-
Notifications
You must be signed in to change notification settings - Fork 691
Description
Description
I would like to request an expansion of the Croatian language dataset, specifically focusing on everyday communication and specialized domains such as IT, law, and medicine, with a strong emphasis on correct spelling and grammar.
Current Issues
Currently, the model often generates sentences in Croatian that contain minor but critical errors in gender agreement, grammar, or orthography. These small mistakes often render the final output unprofessional or unusable, which is quite frustrating ("so close, yet so far").
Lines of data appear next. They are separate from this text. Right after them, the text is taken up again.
PR #7398, opened 2024-03-20
[WIP]

Hugo-Inmanta:
# Description

remove check in the cli options:

# Self Check:

- [ ] Changelog entry

### DIFF
--- a/src/inmanta/app.py
+++ b/src/inmanta/app.py
@@ -473,8 +473,6 @@ def export(options: argparse.Namespace) -> None:
             raise CLIException(
                 "The --delete-resource-set option should always be used together with the --partial option", exitcode=1
             )
-        if not options.partial_compile and options.soft_delete:
-            raise CLIException("The --soft-delete option should always be used together with the --partial option", exitcode=1)
         if options.environment is not None:
             Config.set("config", "environment", options.environment)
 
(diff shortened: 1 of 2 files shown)


src/inmanta/app.py
```diff
@@ -473,10 +473,8 @@ def export(options: argparse.Namespace) -> None:
             raise CLIException(
                 "The --delete-resource-set option should always be used together with the --partial option", exitcode=1
             )
-        if not options.delete_resource_set and options.soft_delete:
-            raise CLIException(
-                "The --soft-delete option should always be used together with the --delete-resource-set option", exitcode=1
-            )
+        if not options.partial_compile and options.soft_delete:
+            raise CLIException("The --soft-delete option should always be used together with the --partial option", exitcode=1)
```
arnaudsjs, line 477: This will not be enough to fix the issue. The lsm extension always sets `soft_delete=True`. Also when no partial compile is done.

arnaudsjs (approved):

src/inmanta/app.py
Hugo-Inmanta: Hmm right, do we just remove this check ?

arnaudsjs: Fine by me.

Furthermore, I have noticed a recurring pattern where models often default to Serbian (Ekavian dialect, Cyrillic script) as the primary reference point. This forces me to manually specify in every prompt that I am using the Croatian language (Latin script) and to explicitly ask the model to avoid loanwords or non-Croatian expressions.
Requested Improvement
Please dedicate more attention to:
- Expanding the Croatian vocabulary and idiomatic expressions.
- Improving grammatical accuracy and orthographic precision.
- Better differentiation between South Slavic languages to avoid mixing dialects.
I want to be able to use the full potential of the Gemma4 model without constant linguistic corrections. I am at your disposal if there is any way I can assist in providing feedback or helping improve this area.